Opinion: Headless Greeks endanger consensus with EU

headless statue, temple

Greece's new prime minister really is moving at record speed.

Alexis Tsipras started off with a bang, which has triggered major concerns in the EU. Terminating a foreign policy consensus to get Brussels to relent on a financial deal is the wrong strategy, says DW's Bernd Riegert.

Just hours after forming a government, Alexis Tsipras started his first major quarrel with the rest of the European Union. He is not willing to sign a joint declaration by the EU's heads of state and government on possibly toughening economic sanctions against Russia in the Ukraine conflict.

Is this a beginner's mistake or a serious political strategy by the radical left Syriza party? Either would be highly alarming.

It can't be ruled out that the new government in Athens wasn't familiar with the procedure of written consent for speedy decision-making among the 28 member states. Or did the letter from Brussels asking for approval to threaten sanctions get stuck somewhere during the transfer of ministries? Members who don't object within a certain period of time give implicit agreement. That's customary among the 28 EU member states - and something the new left-wing/right-wing Greek coalition should learn fast.

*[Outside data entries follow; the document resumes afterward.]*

PR #353, opened 2026-07-14
fix: support optional member detection with MSVC

### LINKED ISSUE #352: Windows build fails with compiler errors
When I attempt to build on Windows, I get the following error messages.

Image

These are real compiler errors, not warnings. I'm not sure why the macOS builds work. I am using VS2022 on Windows 11.

rpatters1:
## Summary

Fixes the mx::api build with MSVC by making optional-member setter detection two-stage. Resolves #352.

The helper macros now confirm that a generated core type exposes the field accessor before evaluating setter expressions that depend on the field’s optional value type. This prevents MSVC from diagnosing absent attributes such as font decoration and stop-length fields on types that do not support them.

## Validation

- Configured and built `mx` with CMake and Visual Studio 2022/MSVC.
- `mx.lib` links successfully.
- `git diff --check` passes.

## Notes

- There are still a number of pedantic lint warnings with `/W4`, so users should use `/W3` for MSVC builds.
- There is a potential name conflict in `FontData.h` with the `small` macro in the WinAPI header `rpcndr.h`. This PR does not address that issue.

### DIFF
--- a/src/private/mx/utility/OptionalMembers.h
+++ b/src/private/mx/utility/OptionalMembers.h
@@ -101,22 +101,22 @@
                                                                                                                        \
     template <class T> bool lookForAndSetHas##fieldNameCapitalized(bool has, T *const el)                              \
     {                                                                                                                  \
-        if constexpr (requires { el->setterName(std::nullopt); })                                                      \
+        if constexpr (requires { el->fieldName(); })                                                                   \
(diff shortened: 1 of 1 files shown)


webern (approved):
Thank you. I'll get Windows added to CI soon.

Issue #324, opened 2026-07-07
api: many direction-type subtypes are unmodeled stubs (percussion, metronome extras, harp-pedals, scordatura, ...)


webern:
> This is an AI written issue:

Split out of #278/#280 while investigating why the round-trip classifier reports `drop:voice` /
`drop:staff` / `drop:direction` / `drop:direction-type` on ~60 corpus files.

## Finding

Nearly all of those drops trace to one cause: `DirectionReader` already dispatches every
`direction-type` choice, but a long list of subtypes are no-op stubs (`parseHarpPedals`,
`parseDamp`, `parseDampAll`, `parseEyeglasses`, `parseStringMute`, `parseScordatura`, `parseImage`,
`parsePrincipalVoice`, `parseAccordionRegistration`, `parsePercussion`, `parseOtherDirection` --
all `MX_UNUSED(directionType);`). When a `<direction>` contains only one of these, the resulting
`DirectionData` ends up empty and is correctly not written back -- MusicXML requires at least one
`direction-type` child, so there is no schema-valid way to keep the `<direction>` (and its
`<voice>`/`<staff>`) without modeling its actual content.

`data/api.features.xml` already correctly audits each of these specific subtypes as `support="none"`
(only the parent `direction`/`direction-type` container is `full`, correctly -- the container
mechanism itself works). So this is not an audit-correction; it's a real, if long, worklist of
unmodeled features.

## Worklist (files unlocked once implemented; each also needs `add:attributes`/`add:divisions`
handled for the synthetic single-feature fixtures, so implementing one of these may not by itself
flip a file to PASS)

- `percussion` (beater/effect/glass/membrane/metal/other-percussion/pitched/stick/stick-location/
  stick-material/stick-type/timpani/wood) -- 24 files
- `metronome-note`/`metronome-relation`/`metronome-type`/`metronome-arrows` (metric modulation) -- 8 files each
- `accordion-registration` -- 3 files
- `damp`, `damp-all`, `effect`, `eyeglasses`, `harp-pedals`, `image`, `other-direction`,
  `principal-voice`, `string-mute` -- 2 files each
- `scordatura`, `staff-divide`, `symbol` -- 1 file each

Also found while investigating: `DirectionReader::parsePedal` only handles `PedalType::start`/`stop`;
`sostenuto`/`change`/`continue`/`discontinue`/`resume` are silently dropped
(`lysuite/ly33a_Spanners.xml`). Modeling these needs a shape decision (a third "kind" on the shared
[...]

PR #365, opened 2026-07-19
feat: round-trip octave-shift size

webern:
## Human Summary

Apparently, emitting "8" for a single octave shift is optional. Here we add a round-trip fidelity knob that can actually be ignored when using the API.

## Summary

octave-shift's `size` (8 or 15) is derived from `OttavaType`, so `emitOttavaStart` force-wrote `size="8"` -- the spec default -- on every 8va/8vb line. `OttavaStart::writeDefaultSize` (a plain-bool principle-7 fidelity knob, in the mold of `ClefData::writeStaffNumber`) records whether the source spelled out that redundant `size="8"`; the writer now omits it by default while always emitting the load-bearing, non-default `size="15"`. The reader sets the flag only for an 8va/8vb line that actually carried the attribute, so a file that did write `size="8"` still round-trips it.

The knob governs only the redundant default: a plain `bool` (not the ternary `Bool`) because the only real degree of freedom is whether to show `size="8"` on an 8-line. There is deliberately no way to suppress the load-bearing `size="15"` on a 15-line -- that state would be corrupting, so it is made unrepresentable.

Surfaced while hill-climbing `lysuite/ly31a_Directions.xml` to a full round-trip PASS.

## Testing

- [x] Full unit suite passes (5130 assertions in 451 test cases)
- [x] api round-trip discovery: no regressions; `lysuite/ly33d_Spanners_OctaveShifts.xml` moves toward PASS from the size fix. The pins land in the stacked round-trip PR (#366).

## References

- Progresses #324
- First of a three-PR stack: octave-shift size (this) &rarr; direction offset (#367) &rarr; round-trip canonicalizers + pins (#366)

### DIFF
--- a/src/include/mx/api/OttavaData.h
+++ b/src/include/mx/api/OttavaData.h
@@ -28,7 +28,14 @@ class OttavaStart
     SpannerStart spannerStart;
     OttavaType ottavaType;
 
-    OttavaStart() : spannerStart{}, ottavaType{OttavaType::unspecified}
+    // Octave-shift size fidelity knob. The size value (8 or 15) follows from ottavaType, so a
+    // 15ma/15mb line always writes size="15" while an 8va/8vb line omits the redundant, spec-
+    // default size="8". When true, the writer also emits that redundant size="8"; the reader sets
+    // it when the source spelled the attribute out. Leave false (the default) when authoring. It
+    // has no effect on a 15ma/15mb line, whose load-bearing size is always written.
+    bool writeDefaultSize;
+
+    OttavaStart() : spannerStart{}, ottavaType{OttavaType::unspecified}, writeDefaultSize{false}
     {
     }
 };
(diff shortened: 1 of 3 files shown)


src/include/mx/api/OttavaData.h
```diff
@@ -28,7 +28,14 @@ class OttavaStart
     SpannerStart spannerStart;
     OttavaType ottavaType;
 
-    OttavaStart() : spannerStart{}, ottavaType{OttavaType::unspecified}
+    // Octave-shift size fidelity knob. The size value (8 or 15) follows from ottavaType, so a
+    // 15ma/15mb line always writes size="15" while an 8va/8vb line omits the redundant, spec-
+    // default size="8". When true, the writer also emits that redundant size="8"; the reader sets
+    // it when the source spelled the attribute out. Leave false (the default) when authoring. It
+    // has no effect on a 15ma/15mb line, whose load-bearing size is always written.
```
webern:
```suggestion
    // has no effect on a 15ma/15mb line, whose size is always written.
```

PR #370, opened 2026-07-28
feat: multirest roundtrip and `useSymbols` in mx::api

rpatters1:
## Human Summary

This completes basic multimeasure-rest support in `mx::api`, including whether short rests use individual rest symbols or a single multimeasure-rest shape.

  ## Summary

`MeasureData::multiMeasureRest` already represented the number of measures in a multimeasure rest, and `MeasureReader` populated it from `<multiple-rest>`. The writer did not consume the field, so the element was dropped when writing a `ScoreData`.

This adds the missing write path:

- `PropertiesWriter` creates `<measure-style><multiple-rest>`.
- `MeasureWriter` emits it when `multiMeasureRest` is greater than zero.
- Nonpositive values are omitted because MusicXML requires a positive integer.

The change also adds `Bool multiMeasureRestUseSymbols` to `MeasureData` for the MusicXML `use-symbols` attribute:

- `yes` and `no` are read and written explicitly.
- `unspecified` omits the attribute.
- The field is ignored when the multimeasure-rest count is nonpositive.

The change is additive and non-breaking. Existing authored scores behave as before unless they set a positive `multiMeasureRest` value.

Seven corpus files now survive the API round trip and are pinned in the regression baseline:

- `lysuite/ly02a_Rests_Durations.xml`
- `lysuite/ly02c_Rests_MultiMeasureRests.xml`
- `lysuite/ly02d_Rests_Multimeasure_TimeSignatures.xml`
- `lysuite/ly03d_Rhythm_DottedDurations_Factors.xml`
- `musuite/testMultiMeasureRest1.xml`
- `musuite/testMultiMeasureRest2.xml`
- `musuite/testMultiMeasureRest3.xml`

## Testing

- [x] `multiMeasureRestRoundTrip_MeasureData` verifies the element, count, `use-symbols="yes"`, and read/write round trip
- [x] `nonPositiveMultiMeasureRestOmitsElement_MeasureData` verifies that invalid counts are omitted even when `useSymbols` is set
- [x] Full API suite passes: 5201 assertions in 460 test cases
- [x] API round-trip regression: 295 passed, 0 failed
- [x] API round-trip discovery: seven newly passing files and no regressions
- [x] Changed files formatted and `git diff --check` passes

### DIFF
--- a/src/include/mx/api/MeasureData.h
+++ b/src/include/mx/api/MeasureData.h
@@ -70,6 +70,10 @@ class MeasureData
     // by this.
     int multiMeasureRest;
 
+    // When yes, use 1-, 2-, and 4-measure rest symbols instead of a single multimeasure-rest shape.
+    // Meaningful only when multiMeasureRest is greater than zero.
+    Bool multiMeasureRestUseSymbols;
+
     // The implicit attribute is set to "yes" for measures where the measure number should never
     // appear, such as pickup measures and the last half of mid-measure repeats. The value is "no"
     // if not specified.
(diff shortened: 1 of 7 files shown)


webern (approved):
Nice

PR #371, opened 2026-07-28
feat: extend octave-shift support in mx::api

rpatters1:
## Human Summary

Fills in two gaps in ottava support: octave-shift start formatting was read but not written, and three-octave 22ma/22mb lines could not be represented in mx::api.

## Summary

Extends the existing ottava model and writer in two areas:

- `DirectionWriter::emitOttavaStart` now writes the start's `PositionData` and `PrintData`, including default/relative positioning, font, and color. The reader already populated
  these fields, making this a writer-only omission.
- `OttavaType` gains `o22ma` and `o22mb` for three-octave shifts.
- The reader maps MusicXML `size="22"` and `type="down"` / `type="up"` to `o22ma` / `o22mb`, following MusicXML's reversed written-pitch direction.
- The writer emits `size="22"` with the corresponding MusicXML direction.
- Existing 8va/8vb default-size behavior is unchanged, as is `OttavaStop::size`.

The public API change is additive.

## Testing

- [x] New API XML round-trip coverage for `o22ma` and `o22mb`
- [x] New focused reader tests for both 22-line directions
- [x] Writer tests cover size, direction, position, font, and color
- [x] Full unit suite passes: 5,224 assertions in 463 test cases
- [x] API round-trip regression passes: 295/295 pinned files
- [x] Full API round-trip discovery shows no regressions
- [x] Formatting and diff checks pass

### DIFF
--- a/src/include/mx/api/OttavaData.h
+++ b/src/include/mx/api/OttavaData.h
@@ -19,7 +19,9 @@ enum class OttavaType
     o8va,  // octave up (writes octave-shift type="down")
     o8vb,  // octave down (writes octave-shift type="up")
     o15ma, // 2 octaves up (writes octave-shift type="down")
-    o15mb  // 2 octaves down (writes octave-shift type="up")
+    o15mb, // 2 octaves down (writes octave-shift type="up")
+    o22ma, // 3 octaves up (writes octave-shift type="down")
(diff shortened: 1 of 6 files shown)


webern (approved):
Oops. That seems better.

PR #373, opened 2026-07-29
feat: add measure text and measure-numbering staff to mx::api

rpatters1:
## Human Summary

Add fields for `<measure text="...">` and ` <measure-numbering staff="N">` to `MeasureData`. With the number of measure-number-related fields up the 3 in `MeasureData` it may make sense to refactor them into dedicated `MeasureNumberData` class. This would be a breaking change, so I did not include that in this PR. I could rework it that way, though, if it makes sense to do so.

## Summary

Two `<measure>`-scoped attributes were being dropped on import and never written on export. Both
are now exposed on `MeasureData` and wired symmetrically through `mx::impl`.

`displayedNumber` (`std::optional<std::string>`) carries `<measure text="...">`: the measure
number as printed, when that differs from the number that identifies the measure. It is fully
independent of `MeasureData::number` ‚Äî `number`'s existing "empty means index + 1" normalization
does not touch it. An empty string is not emitted, since `text=""` is not legal MusicXML and
`core::MeasureText` would repair it to `"-"`; suppressing the printed number is what `implicit`
is for.

`measureNumberingStaffIndex` (`std::optional<int>`) carries `<measure-numbering staff="N">`, the
staff used as the reference point for vertical positioning of the number. Zero-based, converted
across the impl boundary, matching the sibling `measureNumbering*` fields. Absent means the top
staff.

Both fields got `MXAPI_EQUALS_MEMBER` lines.

No `roundtrip-baseline.txt` entries added. Discovery shows `synthetic/measure.3.1.xml` moved from
failing on `text` to failing on the still-unmodeled `<measure id=...>`, and
`synthetic/measure-numbering.4.0.xml` still fails on the unmodeled print-style-align attributes.
Neither pass is available yet, so neither is attributable to this change.

## Testing

- [x] Five new `MeasureData` cases cover round-trip, omission when absent, and empty-string
      suppression: `displayedNumberRoundTrip`, `displayedNumberAbsentOmitsAttribute`,
      `emptyDisplayedNumberOmitsAttribute`, `measureNumberingStaffRoundTrip`,
      `measureNumberingStaffAbsentOmitsAttribute`
- [x] `make api-test` passes (5237 assertions in 468 test cases)
- [x] `make api-roundtrip` passes (295 of 295 pinned files)
- [x] `make fmt-check` passes

### DIFF
--- a/src/include/mx/api/MeasureData.h
+++ b/src/include/mx/api/MeasureData.h
@@ -13,6 +13,7 @@
 #include "mx/api/TransposeData.h"
 
 #include <map>
+#include <optional>
 #include <string>
 
 namespace mx
@@ -51,6 +52,15 @@ class MeasureData
     // about measure numbering can be defined using the measure-numbering element.
     std::string number;
 
+    // The measure number as it should appear on the page, when that differs from the 'number'
+    // above. 'number' identifies the measure (and aligns it with the same measure in other parts),
+    // while this is purely what the engraver prints. Set it when the printed numbering does not
+    // follow the identifying numbering -- a second ending that restarts at 8, an editor's numbering
+    // like "12a", or a rehearsal-driven relabeling. Leave it absent and the printed number is the
+    // 'number' value. An empty string is not written; use implicit = Bool::yes to suppress the
+    // number entirely, which is also what makes engravers ignore this field.
+    std::optional<std::string> displayedNumber;
+
     // The measure-numbering-value type describes how measure numbers are displayed on this part:
     // no numbers, numbers every measure, or numbers every system.
     MeasureNumbering measureNumbering;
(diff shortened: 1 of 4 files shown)


src/include/mx/api/MeasureData.h
```diff
@@ -65,6 +75,10 @@ class MeasureData
     // The <measure-numbering system="..."> attribute; see SystemRelation.
     SystemRelation measureNumberingSystemRelation;
 
+    // Which staff of the part the measure number is vertically positioned against, zero-based from
+    // the top staff. Meaningful only when measureNumbering != unspecified. Absent means the top staff.
```
webern, line 79: Meaningful only when measureNumber != unspecified is not ideal. But there are plenty of patterns already like this and it's easier/faster to just do this than to redesign it now. So I agree with the choice.

webern (approved):
Nice. I agree with a quicker fix now instead of redesigning or refactoring right this moment.

PR #375, opened 2026-07-29
feat: clef additional and after-barline in mx::api

rpatters1:
## Human Summary

Add Bool ClefData::additional and map MusicXML's clef@additional in both directions. unspecified (the default) omits the attribute; yes/no are
written verbatim.

## Summary

Also fix a write-side gap found while adding it: ClefData::location was
already populated by MeasureReader from clef@after-barline, but
PropertiesWriter never emitted the attribute, so the value was silently
lost on write. afterBarline and beforeBarline now write after-barline
yes/no; unspecified and midMeasure emit nothing, since MusicXML ignores the attribute on mid-measure clefs. Document ClefLocation, which had no comment.

Tests cover yes/no/omitted for both attributes, plus an all-fields
round-trip over ClefData that pins the remaining eight fields. That test
records one deliberate normalization: writeStaffNumber=no on a
single-staff part reads back as unspecified, because the knob records
only a divergence from the automatic rule and the automatic rule already
omits the number there. The emitted XML is identical either way.

data/synthetic/clef.3.0.xml and clef.3.1.xml still fail the api
roundtrip on unmodeled position, font, color, and id attributes, so
neither is pinned. The discovery pass-list is unchanged at 297.

### DIFF
--- a/src/include/mx/api/ClefData.h
+++ b/src/include/mx/api/ClefData.h
@@ -21,6 +21,11 @@ enum class ClefSymbol
     jianpu
 };
 
+// Where a clef sits relative to its measure. A clef at the start of a measure normally prints
+// before the barline; beforeBarline and afterBarline choose between the two, which matters for cue
+// clefs and for the clef that resumes after a repeated section. midMeasure describes a clef change
+// partway through the measure, positioned by tickTimePosition. unspecified leaves the choice to the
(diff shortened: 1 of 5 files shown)


webern (approved):
This one is pretty straightforward and looks good. Easy to approve from the phone. 👍

PR #265, opened 2019-08-22
reset scrollbar to top on select

MxOliver:
In root App component added ref.current.scrollIntoView function on the handleStoryClick method, then passed the scrollRef to StoryList and attached it to the first story based on index. 

(Sorry for the previous closed pull request, forgot to turn off my prettier auto format and my text editor changed the format of a million diff files which were then added to the commit and rebasing was a mess)

### DIFF
--- a/rails/app/javascript/components/App.jsx
+++ b/rails/app/javascript/components/App.jsx
@@ -15,6 +15,7 @@ class App extends Component {
       activePoint: null,
       activeStory: null
     }
+    this.scrollRef = React.createRef();
   }
 
   static propTypes = {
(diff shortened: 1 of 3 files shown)


mirandawang:
image
thanks for another contribution!! <3

i was able to rebase your branch on top of master with no conflicts, and it ran well!
however im not sure im seeing the behavior we expect - the scrollbar seems to be staying in its current position when i filter or reset the filter

Oct-06-2019 15-20-16

MxOliver:
Hmmm let me look into it some more

MxOliver:
Ahh okay so I was only resetting the scroll bar when you select a person/story not with the drop down filters. I think I can just pass the ref to that filter but I wanted to clarify. Should it still reset to top when you click on a person, or only when the drop down filters change?

mirandawang:
@MxOliver  Sorry for the confusion! Yeah, it should stay where it is when you select a story, but reset to the top when you apply any of the filters :)

mirandawang:
closed since we have this(: https://github.com/Terrastories/terrastories/pulls?q=is%3Apr+is%3Aclosed

PR #269, opened 2019-09-18
Simple non-docker development enviroment

csexton:
WARNING: This may break docker installs, but it might not. Please test before deploying!

Switch to use sqlite3 for the database. This means we don't have to have a SQL DB server running at all. Long term I think the production deploys on NUCs and other field hardware could use this. But the migration will need some work.

Add dotenv to load the .env file when running locally.

Minor changes to how webpack is loaded. Mostly pulled from the rails defaults.


csexton:
This will need new instructions for running locally. Basically it can all be down w/o docker. We can get docker working in the future, but I'd go with the non-docker approach first (but I am biased there)

Steps for running in development:

- Install Ruby 2.5.1
- Clone Repo
- `bundle install`
- `rails db:setup`

Then to run it, run each in a terminal tab:

```
./bin/rails server
./bin/webpack-dev-server
```

mirandawang:
is this still needed?
closing for now and thank you for the work!

csexton:
Do you still want to be able to run w/o containers? These changes have a few things you may want to cherry-pick into master if so. If not--you are all good!

PR #273, opened 2019-09-29
Update SETUP.md

MxOliver:
Probably not super important but 3, and 4 from the table of contents had an extra space that prevented them from being links


mirandawang:
Thank you!!!

Issue #224, opened 2019-04-30
[Import/export] Ensure that duplicate items cannot be added to the database


rudokemper:
Currently when the `Stories` and `Places` CSV file are imported, if it's run again it will add duplicate records.

Let's add validations to the `Stories` and `Places` models to ensure that duplicates cannot be created, and that the CSV importer can do idempotent imports. 

Validations are already in place for the `Speakers` importer, the logic for which can be used to update the `Places` and `Stories` importers as well.

rgenchev:
Can I help with adding validations, indexes and tests? I could do that in a new PR.

mirandawang:
Some work has started here, but can be picked up by whoever is available! https://github.com/Terrastories/terrastories/pull/274

PR #274, opened 2019-10-03
Prevent duplication story during csv import

mfcruz:
Solution for #224 
Uniqueness is based on story title.
Adding model validation will also prevent further duplication of entry.

### DIFF
--- a/app/models/story.rb
+++ b/app/models/story.rb
@@ -8,32 +8,32 @@ class Story < ApplicationRecord
 
   def self.import_csv(filename)
     CSV.parse(filename, headers: true) do |row|
-      story = Story.new(title: row[0])
-      story.desc = row[1]
-      # add each spaker to the story, split by comma
-      speaker_names = row[2]
-      speaker_names.split(',').each do |speaker|
-        story.speakers << Speaker.find_or_create_by(name: speaker.strip)
+      Story.where(title: row[0].first_or_create do |story|
+        story.desc = row[1]
+        # add each spaker to the story, split by comma
+        speaker_names = row[2]
+        speaker_names.split(',').each do |speaker|
+          story.speakers << Speaker.find_or_create_by(name: speaker.strip)
+        end
+        # add each place to the story, split by comma
+        place_names = row[3]
+        place_names.split(',').each do |place|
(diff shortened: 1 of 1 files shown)


app/models/story.rb
```diff
@@ -8,32 +8,32 @@ class Story < ApplicationRecord
...
+        # Add interviewer
+        story.interviewer = row[6].blank? ? nil : Speaker.find_or_create_by(name: row[6])
+        # Add Language
+        story.language = row[7].blank? ? nil : row[7]
+        if row[8] && File.exist?(Rails.root.join('media', row[8]))
+          file = File.open(Rails.root.join('media',row[8]))
+          story.media.attach(io: file, filename: row[8])
+        end
+        story.permission_level = row[9].blank? ? "anonymous" : "user_only"
       end
```
mirandawang: Missing a `)` parenthesis here :)

rudokemper:
I do think it would be good to distinguish stories on a more substantial basis than just story title alone.

To illustrate, imagine that there are two stories titled "Oral History of St. Petersburg". One is about St. Petersburg, Florida and the other about St. Petersburg, Russia. Distinct stories and places, but same title.

In all likelihood, Terrastories won't be used to map oral histories about Central Florida and Russia in the same instance, but in indigenous territories there are distinct places with the same name too.

Or imagine a case where Terrastories is being used to map family histories within a community. And multiple people want to use the title "My Grandma's History" or something like that. I don't think we should expect users to ensure their stories have unique titles.

But then, I'm not sure what could guarantee uniqueness for Stories? My thinking was video filename, but what if there are multiple `MyGrandmasHistory.mp4`s? Same issue.

What if it just checks for _all_ of the fields in the story model? I think that would be robust enough for sure. And we can just make a note somewhere in the documentation for users to avoid across-the-board duplication of field content in the spreadsheets.

Thoughts?

midhunkrishna:
@rudokemper may be title, locations and content?

rudokemper:
Sounds good!

mirandawang:
Hey @mfcruz , are you still able to work on this? :)

mirandawang:
Closing due to inactivity

PR #277, opened 2019-10-05
Clean and re-configure Rspec with SimpleCov gem for test coverage

MxOliver:
I removed the spec directory, reconfigured rspec and set up a simple test of the speaker model to make sure things were running smoothly, then added simplecov for test coverage which is also running well.


MxOliver:
I think I fixed the conflicts

Issue #287, opened 2019-10-06
[Test] Add test for the story model


MxOliver:
Add tests for the story model (`app/models/story.rb`)

midhun-at-vineti:
@MxOliver @kalimar Picking this up.

midhunkrishna:
@kalimar @MxOliver Picking this up. 👍

midhunkrishna:
@MxOliver we can close this issue?

PR #295, opened 2019-10-08
287 add test coverage for story model

midhunkrishna:


midhunkrishna:
@MxOliver Fixes https://github.com/Terrastories/terrastories/issues/287

midhun-at-vineti:
@MxOliver @kalimar This PR needs review.

MxOliver:
I can review this tomorrow when I can run it on my laptop

app/models/story.rb
```diff
@@ -1,41 +1,22 @@
 class Story < ApplicationRecord
+  MEDIA_PATH = Rails.env.test? ? 'spec/fixtures/media' : 'media'
```
namel3ss: The media path is used by other models as well. I was thinking, why not add it as a custom Rails configuration variable, and set it in the different environment configs. Like:
```
# application.rb
Rails.application.configure do
  config.media_path = 'media'
end
```
overwrite it in `test.rb` and then just call:
```
Rails.configuration.media_path
```

midhunkrishna: @namel3ss Can be done. I thought of doing this initially, but then thought to keep it the was it is currently until @MxOliver or @kalimar takes a pass at reviewing this PR. Also, thank you for waiting on this PR for your #300

MxOliver: I think that sounds like a good idea, @kalimar thoughts? Also I've approved this PR so you can go ahead and merge so that @namel3ss can rebase

mirandawang:
Hey there! Thanks so much for the contribution!!

Looks good to me as well, we can merge it in once Gemfile.lock conflicts are fixed @midhunkrishna

midhunkrishna:
@mirandawang  @MxOliver Please merge 👍

MxOliver:
This PR is actually already closed, unless you mean the ticket? I can check and make sure the ticket is marked as done

Issue #284, opened 2019-10-06
[Test] Add test for the stories_controller


MxOliver:
Add tests for the stories_controller (`app/controllers/stories_controller.rb`)

rgenchev:
Can I work on this? :)

midhunkrishna:
@rgenchev Are you working on this?

rgenchev:
Yup :)

rgenchev:
@midhunkrishna, in order to test the controller actions, we need views. Should I create empty ones in this PR?

rgenchev:
I created https://github.com/Terrastories/terrastories/pull/333 that should resolve this. I'd create a new issue for integrating https://github.com/paulelliott/fabrication. It'd really help when writing tests.

PR #333, opened 2019-10-13
[#284] Add tests for StoriesController

rgenchev:
Closes https://github.com/Terrastories/terrastories/issues/284

### DIFF
--- a/Gemfile
+++ b/Gemfile
@@ -82,7 +82,6 @@ group :test do
   gem 'chromedriver-helper'
   # Factories for creating database entities for testing
   gem 'factory_bot_rails'
-  gem 'rails-controller-testing'
   gem 'simplecov', require: false
 end
 
--- a/Gemfile
+++ b/Gemfile
@@ -82,6 +82,7 @@ group :test do
   gem 'chromedriver-helper'
   # Factories for creating database entities for testing
   gem 'factory_bot_rails'
+  gem 'rails-controller-testing'
   gem 'simplecov', require: false
 end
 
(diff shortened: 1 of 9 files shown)


Gemfile
```diff
@@ -82,6 +82,7 @@ group :test do
   gem 'chromedriver-helper'
   # Factories for creating database entities for testing
   gem 'factory_bot_rails'
+  gem 'rails-controller-testing'
```
namel3ss: Since Rails 5 it is recommended to use the built in RSpec request tests, and not use the `rails-controller-testing` gem.

mirandawang:
@rgenchev How do you feel about the above ^ suggestions? I think it would be best to avoid introducing new dependencies if we don't need them!

rgenchev:
> @rgenchev How do you feel about the above ^ suggestions? I think it would be best to avoid introducing new dependencies if we don't need them!

@mirandawang , I totally agree. I'll push the changes tonight. :)

spec/controllers/stories_controller_spec.rb
```diff
@@ -1,5 +1,162 @@
...
+    end
+
+    it 'should redirect to :show' do
+      expect(subject).to redirect_to(story_path(assigns(:story)))
+    end
+  end
+
+  private
+
+  def fabricate_stories
```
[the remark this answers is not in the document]
rgenchev: Done! :)

Gemfile
rgenchev: I reverted the commit.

As Alexis Tspiras picked up the phone to personally complain to the EU's foreign policy chief about the alleged disregard for Greece, one has to conclude, unfortunately, that it was a politically calculated move.

Tsipras is terminating the previous foreign policy consensus so he can exert pressure in support of his own interests. Only if the EU agrees to his demands for improved conditions concerning the billions of euros in the bailout for the Greek budget will the new Greece agree to the EU's other political decisions.

Not just in sanctions do EU leaders need unanimity, but also in trade and budget matters. Clearly, there is a certain potential for blackmail.

With his decision to immediately carry this conflict into the public, Tsipras places the ball in the court of the other EU states.

It would have been smarter to first find an internal solution for the dispute. Now, Russia is receiving the message that it is easy to drive a wedge into the EU's phalanx formation.

During the election campaign, Tsipras spoke out against harsh sanctions on Russia. Some members of his Syriza party are said to be very close to Moscow. So far, Europe's unanimous stance in opposition to Russia's aggression is one of the few trump cards the EU has in the conflict over eastern Ukraine and annexed Crimea. The new Greek government is canceling that consensus, and that could plunge the EU into a dire political crisis.

The European Union has always faced political blackmail by members interested in pushing through their own economic interests. Within the bloc, many governments have resorted to the instrument - the difference being that Alexis Tsipras is acting from an acutely precarious economic situation and has no allies in the EU. His behavior is awkward and unprofessional. Greece needs the EU, so efforts toward reaching a consensus and harmony are called for. At the very latest at the first summit in two weeks' time, the other heads of government and state must put the recalcitrant revolutionary in his place.

It also wouldn't do any harm if Chancellor Merkel made a phone call to the new troublemaker in Athens, either.